I’ve known Jimmy Butts for several years and have read and enjoyed some of his house-name Westerns, but I’d never read one of the novels under his own name until now. The subtitle of HELL TO PAY is “The Life and Violent Times of Eli Gault”, and that’s a pretty good description of the book. It’s a first-person account of a Texas badman, the son of a crazed itinerant preacher who winds up killing his father in self-defense. Eli doesn’t necessarily set out to become an outlaw and a murderer, but circumstances continue forcing him in that direction.
Then he meets up with a gunfighter named Cutter Sharpe, who becomes a sort of surrogate father to him, teaching him how to handle a gun (for which Eli has a natural talent) and also how to play poker, which becomes Eli’s principal means of support. Eventually Eli and Sharpe go their separate ways, and Eli continues drifting. He even tries to settle down and lead a law-abiding life at times, going so far as to become a deputy marshal at one point, as well as joining a cattle drive to the railhead in Kansas, but sooner or later trouble crops up again and Eli’s natural tendency is to shoot his way out of it.

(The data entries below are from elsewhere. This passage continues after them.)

PR #94, opened 2022-06-01
move delegation management into the KV store, and out of the zone object

joe-bowman:
- migrate delegations from under zone/validators to KVStore (memory + performance)
- fix deposit_address and delegator_intent queries
- add delegation queries (by zone, by delegator, by validator)
- use interchain queries kvstore lookup to validate delegation queries
- trigger valset lookup when ibc valset hash changes


zanicar (approved):
lgtm

PR #95, opened 2022-06-01
make memo field intent signalling use base64

joe-bowman:
- fix memo intent signalling to use base64
- add tests for `ConvertMemoToOrdinalIntents` and `ConvertCoinsToOrdinalIntents`


joe-bowman:
stacked diff - based on #94

zanicar (approved):
lgtm

PR #96, opened 2022-06-03
Participation rewards module

joe-bowman:


x/participationrewards/client/cli/query.go
```diff
@@ -0,0 +1,58 @@
...
+
+	"github.com/ingenuity-build/quicksilver/x/mint/types"
+
+	"github.com/cosmos/cosmos-sdk/client"
+	"github.com/cosmos/cosmos-sdk/client/flags"
+)
+
+// GetQueryCmd returns the cli query commands for the minting module.
+func GetQueryCmd() *cobra.Command {
+	mintingQueryCmd := &cobra.Command{
```
joe-bowman, line 16: copypasta from mint module :D ?

x/participationrewards/keeper/distribution.go
```diff
@@ -0,0 +1,74 @@
...
+	ValidatorSelection sdk.Coins
+	Holdings           sdk.Coins
+	Lockup             sdk.Coins
+}
+
+func (k Keeper) getRewardsAllocations(ctx sdk.Context) rewardsAllocation {
+	var allocation rewardsAllocation
+
+	moduleAddress := k.accountKeeper.GetModuleAddress(types.ModuleName)
+	moduleBalances := k.bankKeeper.GetAllBalances(ctx, moduleAddress)
```
joe-bowman, line 18: Given this is a known entity (will always be QCK), can we query just for the QCK balance of this account - saves the nasty `moduleBalances[0]` references below...

x/interchainstaking/ibc_module.go
```diff
@@ -209,6 +221,60 @@ func (im IBCModule) OnChanOpenAck(
...
+	}
+
+	var cb keeper.Callback = func(k keeper.Keeper, ctx sdk.Context, response []byte, query icqtypes.Query) error {
+		zone, found := k.GetRegisteredZoneInfo(ctx, query.GetChainId())
+		if !found {
+			return fmt.Errorf("no registered zone for chain id: %s", query.GetChainId())
+		}
+
+		// initialize performance delegations
+		if err := k.InitPerformanceDelegations(ctx, zone, response); err != nil {
```
joe-bowman, line 247: This is being called every keyDelegations blocks - is this correct?

zanicar: No, it should only run until successful... (initial performance delegations)

1. Query balance
2. If sufficient, send performance delegations...
3. Then, stop.

From here the zone callbacks dealing with QueryDelegationTotalRewards call WithdrawDelegatorReward for the performance account of the zone ("same as if the delegator simply started a new delegation of the same value"); This action resets the performance scoring for the next epoch...

We have to deal with changes to the validator set, such as validators dropping off (or joining) the active set, validators being jailed, etc; I think it would be best to hook performance delegation management mechanisms into that logic for better overall clarity.

x/participationrewards/keeper/distribution.go
zanicar: This allows for localized ibctesting, where DefaultTestingAppInit sets the base denom to ustake;
I can add another var `baseBalance := moduleBalances[0]` for code clarity if desired...

PR #99, opened 2022-06-07
Add flag to indicate support for LSM module

### LINKED ISSUE #92: Add LSM flag to registered zones to conditionally allow deposit/withdrawals of delegated positions
We need to provide a flag on the RegisteredZone struct to indicate whether or not the zone has the LSM enabled, so we can conditionally enable/disable deposits of LSM tokens and withdrawals.

joe-bowman:
- Add flag to protobug definitions (struct and msg)
- Add flag setting to create registered zone 
- Add flag to cli tx
- Check flag on redemption

closes #92


zanicar (approved):
lgtm

PR #107, opened 2022-06-15
Fix participation panics

joe-bowman:
- revert ICQ height check introduced in #106 
- make memo -> intent errors clearer
- remove debug logging
- fix panics when nil allocations
- fix panics when nil rewards


zanicar (approved):
I made some changes to participation rewards and will PR for it soon... overriding some of these changes, but other than that LGTM :)

PR #111, opened 2022-06-16
participation rewards update

zanicar:
- added zone allocation state
- zero allocations on callback
- merged zone proportions and allocations (less looping required)
- devtest debug output removed
- removed unnecessary params from functions


x/participationrewards/keeper/callbacks.go
```diff
@@ -89,5 +85,9 @@ func RewardsCallback(k Keeper, ctx sdk.Context, response []byte, query icqtypes.
 		k.icsKeeper.SetIntent(ctx, zone, di, true)
 	}
 
+	// set zone ValidatorSelectionAllocation to zero
+	zone.ValidatorSelectionAllocation = sdk.NewCoins(sdk.NewCoin("uqck", sdk.ZeroInt()))
```
joe-bowman, line 89: whilst this always will be `uqck`, it's probably correct to fetch `k.BondDenom(ctx)` from the staking keeper.

x/participationrewards/keeper/rewards_validatorSelection.go
```diff
@@ -292,7 +285,7 @@ func (k Keeper) calcUserAllocations(
 		return userAllocations, nil
 	}
 
-	tokensPerPoint := za.AmountOf("uqck").ToDec().Quo(sum)
+	tokensPerPoint := zone.ValidatorSelectionAllocation.AmountOfNoDenomValidation("uqck").ToDec().Quo(sum)
```
joe-bowman, line 288: also here :)

joe-bowman (changes requested):
lgtm - but if we can replace the explicit `uqck` references with a `stakingKeeper.BondDenom(ctx)` call, then we'll avoid a footgun later on.

x/participationrewards/keeper/rewards_validatorSelection.go
zanicar: done

PR #120, opened 2022-06-25
gofumpt

faddat:
this is reproducible like:

go install mvdan.cc/gofumpt@latest
gofumpt -w -l .

Basically gofumpt formats the code very nicely, making it easier to work with.


joe-bowman:
Gofumpt was run as part of #146

Issue #123, opened 2022-06-26
Make test


faddat:
the command "make test" is failing.

It is failing because it is expecting the cosmos-sdk default minter module.  I think we might be able to fix it by making a PR that contains the minter module from here, into the forked quicksilver-cosmos-sdk

joe-bowman:
Make test now passes, and is running with every commit :)

PR #124, opened 2022-06-27
test-fix: updated test suite

zanicar:
- ics cli test updated to use correct encoding
- ics test suite updated to reflect implemented cli changes
- valid tests removed as they require IBC for verification

TODO: implement IBC based test for valid cases

Addresses #123


faddat:
thanks so much!

joe-bowman (approved):
lgtm

PR #128, opened 2022-06-30
Cross platform binaries, build cache

shmutalov:
- Added cross-platform binary build: `linux-amd64`, `linux-arm64`, `windows-amd64`, `windows-arm64`
- Added build caching (improves build and test time)
- Added built binaries saving as build artefacts (Github automatically creates zip file for each build platform binary)

### DIFF
--- a/.github/workflows/buildtest.yaml
+++ b/.github/workflows/buildtest.yaml
@@ -10,6 +10,10 @@ on: [push, pull_request, workflow_dispatch]
 
 jobs:
   build:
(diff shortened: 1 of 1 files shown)


joe-bowman (approved):
lgtm - not sure we want artifacts build on every run - maybe on merges to main - but we'll see how it goes :)

shmutalov:
It is also configurable, we can save artifacts only when `main` branch receives the changes

PR #1069, opened 2024-01-21
Add an explicit build and test job for the icq relayer

faddat:
## 1. Summary

closes: #1067 

## 2.Type of change

Dependency update

## 3. Implementation details

* https://github.com/mvdan/github-actions-golang

## 4. How to test/use

This should be tested against traffic on mainnet to ensure that there are no problems.

## 5. Checklist

### DIFF
--- a/.github/workflows/icq-relayer-build-test.yml
+++ b/.github/workflows/icq-relayer-build-test.yml
@@ -1,6 +1,6 @@
 
 on: [push, pull_request]
-name: Test
+name: icq-relayer: build and test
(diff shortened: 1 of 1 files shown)


faddat:
@joe-bowman @tropicaldog I think I will likely just ninja-merge this, but if @tropicaldog wants to have a peek at it and a stab at review, that's cool. This is ci only.

faddat:
Def going to ninja merge this, so I can use it while working on #1067

PR #1086, opened 2024-01-24
Front end prod release

joe-bowman:
## 1. Summary
Fixes # (issue)

## 2.Type of change

## 5. Checklist


faddat:
checking through this now.

faddat (approved):
This is the squashed output of bunProd2 -> bunProdFinal (ran `find web-ui -not -path "web-ui/node_modules/*" -not -path "web-ui/.next/*" -type f -exec md5sum {} \; > out` against both branches, and the two out files are identical)

It in fact is exactly as described

PR #1142, opened 2024-02-13
auto add local denom for onboarded zone

### LINKED ISSUE #1121: Auto-add protocol data on onboarding zones
When a zone is registered, we should automatically add:
 - ConnectionProtocolData
 - LiquidAllowedDenomProtocolData (for the host zone; we cannot do other zones as we do not know the IBC denom for them ahead of time).

This means that tokens minted for a newly registered zone will be supported by claims from the first epoch after onboarding, without further governance.

joe-bowman:
## 1. Summary
Fixes #1121  - auto add local denom protocol data for newly registered zone.

## 2.Type of change

## 3. Implementation details

Protocol data must be added for all onboarded zones; however the protocol data for Connections and LocalDenom can, and should be automatically added on registration, as we have the details on hand to do so.

In the participation rewards AfterZoneCreated hook, we trigger the registration of LiquidAllowedDenomProtocolData for the Quicksilver chain, for the local qAsset denom.

This will allow claiming for local assets immediately from the first epoch after onboarding.

Note: the signature of the AfterZoneCreated() hook was changed to pass the `*Zone` instead of connectionId, ChainId and AccountPrefix to allow for greater functionality.

## Summary by CodeRabbit

- **Refactor**
	- Enhanced consistency in zone creation handling across the system.
	- Improved data validation and storage mechanisms for zone creation events.
	- Removed unnecessary commented-out function for protocol data retrieval.
- **Tests**
	- Added a test function to verify zone creation behavior in the participation rewards keeper.

### DIFF
--- a/x/interchainstaking/keeper/proposal_handler.go
+++ b/x/interchainstaking/keeper/proposal_handler.go
@@ -101,7 +101,7 @@ func (k *Keeper) HandleRegisterZoneProposal(ctx sdk.Context, p *types.RegisterZo
 		return err
 	}
 
-	err = k.hooks.AfterZoneCreated(ctx, zone.ConnectionId, zone.ChainId, zone.AccountPrefix)
+	err = k.hooks.AfterZoneCreated(ctx, zone)
 	if err != nil {
 		return err
 	}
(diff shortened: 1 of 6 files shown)


faddat (approved):
elegance++:

* parameters reduced
* automation enhanced

PR #1172, opened 2024-02-21
fixes: #1169; add callback ID to query hash generation

### LINKED ISSUE #1169: Collision between two identical requests in the same block with different callbacks
## Summary of Bug

If we make two otherwise identical ICQ requests in the same block with a different callback, only the first will be respected. This is because we don't include the callback ID in the query hash. 

## Expected Behaviour

Two identical queries with different callback IDs ought to both be dispatched, as both callbacks need to be triggered

## Version

All

## Solution

Include callback ID in query key.

joe-bowman:
## 1. Summary
Fixes #1169 

This change adds the callbackID as part of the generated key used to identify hashes, This allows to otherwise identical requests to exist with different callbacks.

## 2.Type of change

## 3. Implementation details

Add an additional argument to GenerateQueryHash() allowing the inclusion of the callback ID in the key.

## Summary by CodeRabbit

- **New Features**
	- Enhanced the query hash generation to include `callbackID`, improving query uniqueness and handling.
- **Refactor**
	- Updated query generation logic to incorporate `callbackID` in key generation for better query management.
- **Tests**
	- Modified tests to accommodate the inclusion of `callbackID` in the hash generation process and ensure robustness.

### DIFF
--- a/x/interchainquery/genesis_test.go
+++ b/x/interchainquery/genesis_test.go
@@ -70,7 +70,7 @@ func (s *InterChainQueryTestSuite) TestInitGenesis() {
 
 	interchainquery.InitGenesis(s.chainA.GetContext(), s.GetSimApp(s.chainA).InterchainQueryKeeper, types.GenesisState{Queries: []types.Query{*query}})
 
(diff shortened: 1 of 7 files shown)


faddat (approved):
if this PR: includes the callback ID in the query hash, 

then it looks great.

PR #1211, opened 2024-02-29
feat: add unbonding amount stats

### LINKED ISSUE #1123: Add unbonding info to zone stats
One the /zones endpoint, we generate statistics for each zone detailing deposits / delegated amount / supply / etc.

We should add unbonding statistics here, including:

`unbonding_amount`: Current number of tokens in the `unbonding` state.
`queued_amount`: Current number of tokens in the `queued` state.
`unbonding_count`: Number of withdrawal records in the `unbonding` state.
`queued_count`: Number of withdrawal records  in the `queued` state.
`unbond_record_count`: Number of active unbonding records.

Anything else that seems relevant.

tropicaldog:
## 1. Summary
Closes #1123

Todo: 

- [x] Add tests for new Keeper methods

## 2.Type of change

## 5. Checklist

## Summary by CodeRabbit

- **New Features**
	- Introduced new fields in the `Statistics` message to provide detailed information on token amounts and withdrawal records in various states.
- **Enhancements**
	- Improved the calculation of unbonding amounts in the `GetRatio` function for more accurate data representation.
	- Added functionality to retrieve detailed information on unbonding and queued tokens, including counts.
- **Tests**
	- Updated and added test functions to ensure reliability of new unbonding and queuing functionalities.


joe-bowman:
Hey @tropicaldog - this is looking good. Just a couple of points:

1) conversion of function results to int32() and the functions already return int32s
2) the current design is very clean, but inefficient. Twice we have two methods iterating over the same set of keys in the KV store (twice for unbonding status, twice for queued status). Iterating over a store is expensive. I would suggest amending getUnbondingAmount() so that it counts _and_ sums, and where it is previously used, ignore the count; and change getQueuedAmount to do the same for the Queued records.
3) The unbonding record count is not zone specific. For each zone you will be outputting all unbonding records.

tropicaldog:
@joe-bowman what is the difference between WithdrawalRecord and UnbondingRecord? Is UnbondingRecord supposed to be a subset of WithdrawalRecord, with some unbond specific information?

joe-bowman:
Unbonding record represents an unbonding tx between the delegation ICA account and the validator on the host chain.

a withdrawal record represents an individual users’ withdrawal request.

depending on how withdrawals are allocated across validators, a withdrawal record may be associated with multiple unbonding records; but also an unbonding record may also cover multiple withdrawal records

joe-bowman (approved):
lgtm

faddat (approved):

Butts really delivers the goods in this novel: colorful characters, headlong narrative drive, and plenty of gritty action, all told in a stripped down, distinctive style that reminded me of the hardboiled crime writer Paul Cain (FAST ONE, SEVEN SLAYERS). Eli Gault is a great character, reminiscent of Jim Thompson’s Lou Ford. He’s as friendly and likable as he can be, until it comes time for him to gun down somebody else in cold blood. His story builds up to a powerful ending, and after finishing it, I can say definitely that I’ll be reading more by J. Lee Butts. If you enjoy hardboiled Westerns, HELL TO PAY comes highly recommended by me.